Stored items
*-*-*
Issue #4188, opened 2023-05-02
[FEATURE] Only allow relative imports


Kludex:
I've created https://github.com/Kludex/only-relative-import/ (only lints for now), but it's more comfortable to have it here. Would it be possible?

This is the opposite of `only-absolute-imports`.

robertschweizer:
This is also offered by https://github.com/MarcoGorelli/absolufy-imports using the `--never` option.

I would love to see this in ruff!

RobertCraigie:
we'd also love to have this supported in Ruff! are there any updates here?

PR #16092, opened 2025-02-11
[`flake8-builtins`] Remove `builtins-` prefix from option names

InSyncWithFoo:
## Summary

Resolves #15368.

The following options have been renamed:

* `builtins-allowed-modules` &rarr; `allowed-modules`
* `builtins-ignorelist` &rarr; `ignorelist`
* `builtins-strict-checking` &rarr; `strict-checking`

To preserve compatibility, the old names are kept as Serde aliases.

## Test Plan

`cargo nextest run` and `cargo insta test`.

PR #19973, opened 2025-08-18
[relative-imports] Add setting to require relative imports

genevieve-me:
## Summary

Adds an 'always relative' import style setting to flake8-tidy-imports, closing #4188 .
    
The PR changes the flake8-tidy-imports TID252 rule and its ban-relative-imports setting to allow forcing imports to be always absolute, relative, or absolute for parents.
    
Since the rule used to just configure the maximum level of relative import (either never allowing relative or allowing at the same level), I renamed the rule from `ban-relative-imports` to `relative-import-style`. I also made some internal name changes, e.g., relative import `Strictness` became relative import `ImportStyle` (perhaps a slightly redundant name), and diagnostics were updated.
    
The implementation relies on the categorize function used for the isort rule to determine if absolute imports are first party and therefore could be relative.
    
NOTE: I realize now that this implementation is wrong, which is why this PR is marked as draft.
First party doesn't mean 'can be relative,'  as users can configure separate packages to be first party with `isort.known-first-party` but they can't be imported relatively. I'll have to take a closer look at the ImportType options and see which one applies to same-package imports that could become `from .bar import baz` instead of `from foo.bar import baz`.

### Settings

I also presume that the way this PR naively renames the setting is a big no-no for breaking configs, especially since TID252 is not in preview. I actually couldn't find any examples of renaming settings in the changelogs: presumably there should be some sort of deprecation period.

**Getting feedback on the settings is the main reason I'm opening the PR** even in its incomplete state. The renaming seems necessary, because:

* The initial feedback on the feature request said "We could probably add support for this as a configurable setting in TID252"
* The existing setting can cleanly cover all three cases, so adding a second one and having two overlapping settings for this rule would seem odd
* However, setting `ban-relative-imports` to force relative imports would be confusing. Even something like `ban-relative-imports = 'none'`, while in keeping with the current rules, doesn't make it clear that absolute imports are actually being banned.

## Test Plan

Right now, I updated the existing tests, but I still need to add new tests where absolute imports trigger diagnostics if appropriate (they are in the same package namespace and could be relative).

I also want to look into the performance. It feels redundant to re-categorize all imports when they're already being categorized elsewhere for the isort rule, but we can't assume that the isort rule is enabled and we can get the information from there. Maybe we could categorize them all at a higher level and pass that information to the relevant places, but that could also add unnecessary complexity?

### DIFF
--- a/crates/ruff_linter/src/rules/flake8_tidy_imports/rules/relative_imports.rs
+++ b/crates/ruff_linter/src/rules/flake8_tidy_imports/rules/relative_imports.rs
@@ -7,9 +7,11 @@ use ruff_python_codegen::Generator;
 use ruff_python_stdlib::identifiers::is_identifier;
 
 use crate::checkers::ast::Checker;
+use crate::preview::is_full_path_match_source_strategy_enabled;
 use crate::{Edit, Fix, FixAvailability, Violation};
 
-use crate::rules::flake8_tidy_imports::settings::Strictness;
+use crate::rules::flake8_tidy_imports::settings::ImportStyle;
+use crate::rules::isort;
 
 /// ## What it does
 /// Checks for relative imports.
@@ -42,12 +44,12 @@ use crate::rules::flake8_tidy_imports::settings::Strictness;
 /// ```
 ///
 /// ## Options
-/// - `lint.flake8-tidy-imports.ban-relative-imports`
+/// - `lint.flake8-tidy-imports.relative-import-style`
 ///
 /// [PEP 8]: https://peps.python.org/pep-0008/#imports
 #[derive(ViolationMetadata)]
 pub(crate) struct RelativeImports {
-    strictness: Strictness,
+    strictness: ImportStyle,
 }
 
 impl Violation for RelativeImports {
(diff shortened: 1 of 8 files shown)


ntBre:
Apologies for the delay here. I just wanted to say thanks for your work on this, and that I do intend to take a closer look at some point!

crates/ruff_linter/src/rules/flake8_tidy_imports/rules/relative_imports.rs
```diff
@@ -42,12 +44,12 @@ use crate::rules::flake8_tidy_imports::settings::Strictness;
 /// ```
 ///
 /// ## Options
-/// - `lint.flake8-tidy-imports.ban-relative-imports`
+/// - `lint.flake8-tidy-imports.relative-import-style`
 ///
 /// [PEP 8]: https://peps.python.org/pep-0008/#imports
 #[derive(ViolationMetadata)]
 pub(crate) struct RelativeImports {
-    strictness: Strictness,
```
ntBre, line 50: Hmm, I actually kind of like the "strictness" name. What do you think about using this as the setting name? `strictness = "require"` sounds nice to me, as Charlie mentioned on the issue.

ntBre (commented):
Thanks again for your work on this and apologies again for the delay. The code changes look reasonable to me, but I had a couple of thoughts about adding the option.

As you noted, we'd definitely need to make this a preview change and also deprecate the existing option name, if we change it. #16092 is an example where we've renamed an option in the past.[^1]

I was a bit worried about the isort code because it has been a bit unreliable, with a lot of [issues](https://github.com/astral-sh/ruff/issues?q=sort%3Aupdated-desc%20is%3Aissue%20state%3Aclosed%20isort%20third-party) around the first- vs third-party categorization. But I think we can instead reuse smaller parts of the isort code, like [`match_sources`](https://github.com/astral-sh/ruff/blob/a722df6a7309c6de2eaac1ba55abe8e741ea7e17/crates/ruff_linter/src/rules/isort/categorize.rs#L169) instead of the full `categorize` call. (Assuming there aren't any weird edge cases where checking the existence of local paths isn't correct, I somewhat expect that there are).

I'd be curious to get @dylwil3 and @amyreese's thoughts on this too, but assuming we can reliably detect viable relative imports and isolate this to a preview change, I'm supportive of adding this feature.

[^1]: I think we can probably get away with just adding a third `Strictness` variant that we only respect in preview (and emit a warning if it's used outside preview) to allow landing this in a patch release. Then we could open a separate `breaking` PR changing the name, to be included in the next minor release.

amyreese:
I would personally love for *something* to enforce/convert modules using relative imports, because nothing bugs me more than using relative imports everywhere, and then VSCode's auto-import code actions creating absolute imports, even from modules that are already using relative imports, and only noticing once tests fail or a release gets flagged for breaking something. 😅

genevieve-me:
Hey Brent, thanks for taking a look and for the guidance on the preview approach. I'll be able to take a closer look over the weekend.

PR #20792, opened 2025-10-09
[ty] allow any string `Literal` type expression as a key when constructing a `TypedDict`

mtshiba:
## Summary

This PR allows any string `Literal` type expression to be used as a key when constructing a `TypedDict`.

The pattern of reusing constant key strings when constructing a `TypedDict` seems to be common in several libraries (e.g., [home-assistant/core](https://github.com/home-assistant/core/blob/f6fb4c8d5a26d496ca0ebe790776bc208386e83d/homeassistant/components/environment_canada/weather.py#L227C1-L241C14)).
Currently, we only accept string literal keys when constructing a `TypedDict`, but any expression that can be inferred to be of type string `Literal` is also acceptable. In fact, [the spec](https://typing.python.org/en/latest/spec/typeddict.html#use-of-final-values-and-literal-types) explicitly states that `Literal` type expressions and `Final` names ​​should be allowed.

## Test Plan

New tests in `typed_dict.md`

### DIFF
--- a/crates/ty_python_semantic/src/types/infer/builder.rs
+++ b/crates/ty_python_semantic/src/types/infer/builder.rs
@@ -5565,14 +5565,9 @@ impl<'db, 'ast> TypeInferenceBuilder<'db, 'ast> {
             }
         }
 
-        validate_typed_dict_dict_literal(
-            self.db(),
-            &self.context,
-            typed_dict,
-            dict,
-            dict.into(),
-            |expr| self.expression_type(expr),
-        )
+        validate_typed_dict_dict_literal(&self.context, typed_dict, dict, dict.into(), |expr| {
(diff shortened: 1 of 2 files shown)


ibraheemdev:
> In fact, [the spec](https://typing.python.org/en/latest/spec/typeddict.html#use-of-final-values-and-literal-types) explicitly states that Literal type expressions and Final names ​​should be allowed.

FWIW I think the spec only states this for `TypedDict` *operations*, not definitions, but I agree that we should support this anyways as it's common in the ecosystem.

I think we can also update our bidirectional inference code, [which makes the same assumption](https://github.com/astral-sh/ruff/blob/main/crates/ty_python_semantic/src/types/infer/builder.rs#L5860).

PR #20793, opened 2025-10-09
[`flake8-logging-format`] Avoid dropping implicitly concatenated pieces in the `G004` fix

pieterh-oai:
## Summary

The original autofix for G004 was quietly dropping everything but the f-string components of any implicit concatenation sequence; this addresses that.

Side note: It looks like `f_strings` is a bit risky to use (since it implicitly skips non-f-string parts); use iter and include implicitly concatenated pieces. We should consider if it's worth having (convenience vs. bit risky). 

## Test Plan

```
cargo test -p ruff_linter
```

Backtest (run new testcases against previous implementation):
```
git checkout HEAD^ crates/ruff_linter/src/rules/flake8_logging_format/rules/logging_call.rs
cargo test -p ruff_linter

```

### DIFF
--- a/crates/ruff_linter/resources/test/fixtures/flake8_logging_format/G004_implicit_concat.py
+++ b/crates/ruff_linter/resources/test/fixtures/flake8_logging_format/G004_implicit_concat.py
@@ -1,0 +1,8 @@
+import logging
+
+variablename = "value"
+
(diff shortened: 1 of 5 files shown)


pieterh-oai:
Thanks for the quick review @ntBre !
*-*-*
Filter the records above and return every line that holds the word "modules".

* `builtins-allowed-modules` &rarr; `allowed-modules`
I would personally love for *something* to enforce/convert modules using relative imports, because nothing bugs me more than using relative imports everywhere, and then VSCode's auto-import code actions creating absolute imports, even from modules that are already using relative imports, and only noticing once tests fail or a release gets flagged for breaking something. 😅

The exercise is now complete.